■ DIRECTIONS
Return every line below in which "retired" appears.

■ MATERIAL SUPPLIED
• • • • •
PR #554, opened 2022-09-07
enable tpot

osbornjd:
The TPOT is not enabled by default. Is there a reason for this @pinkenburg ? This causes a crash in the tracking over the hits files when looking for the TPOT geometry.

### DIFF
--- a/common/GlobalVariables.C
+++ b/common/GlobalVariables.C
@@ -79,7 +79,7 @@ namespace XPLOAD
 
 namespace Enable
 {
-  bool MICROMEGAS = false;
• • • • •
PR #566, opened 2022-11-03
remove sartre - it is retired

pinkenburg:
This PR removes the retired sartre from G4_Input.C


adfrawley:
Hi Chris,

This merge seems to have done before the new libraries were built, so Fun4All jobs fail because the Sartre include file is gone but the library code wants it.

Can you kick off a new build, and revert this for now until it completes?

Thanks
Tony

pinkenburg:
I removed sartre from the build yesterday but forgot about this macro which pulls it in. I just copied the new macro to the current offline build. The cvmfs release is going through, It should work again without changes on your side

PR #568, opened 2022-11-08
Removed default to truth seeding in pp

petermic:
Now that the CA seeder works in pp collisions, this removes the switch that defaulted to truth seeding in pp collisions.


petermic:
• • • • •
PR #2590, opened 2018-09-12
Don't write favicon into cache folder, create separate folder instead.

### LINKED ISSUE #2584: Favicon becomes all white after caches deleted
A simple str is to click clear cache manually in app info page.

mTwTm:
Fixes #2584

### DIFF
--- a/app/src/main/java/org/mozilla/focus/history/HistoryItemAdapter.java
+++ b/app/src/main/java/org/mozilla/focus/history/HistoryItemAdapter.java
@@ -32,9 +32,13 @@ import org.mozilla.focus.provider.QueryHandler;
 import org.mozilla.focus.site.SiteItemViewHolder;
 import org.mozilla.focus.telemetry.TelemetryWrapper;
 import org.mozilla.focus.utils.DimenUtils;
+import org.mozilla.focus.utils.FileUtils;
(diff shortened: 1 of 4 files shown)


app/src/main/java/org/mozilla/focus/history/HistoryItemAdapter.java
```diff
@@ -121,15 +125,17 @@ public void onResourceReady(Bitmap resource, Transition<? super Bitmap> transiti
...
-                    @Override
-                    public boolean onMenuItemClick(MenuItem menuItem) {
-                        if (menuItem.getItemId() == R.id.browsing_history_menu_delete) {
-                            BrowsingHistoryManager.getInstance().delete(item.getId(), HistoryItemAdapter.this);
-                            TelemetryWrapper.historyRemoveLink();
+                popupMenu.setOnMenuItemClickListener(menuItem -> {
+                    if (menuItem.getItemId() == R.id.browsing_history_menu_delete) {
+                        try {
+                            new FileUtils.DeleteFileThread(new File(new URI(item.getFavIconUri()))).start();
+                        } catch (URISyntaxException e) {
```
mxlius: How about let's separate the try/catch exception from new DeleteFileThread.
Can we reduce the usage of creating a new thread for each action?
• • • • •
■ OUTPUT OF THE EXERCISE
remove sartre - it is retired
This PR removes the retired sartre from G4_Input.C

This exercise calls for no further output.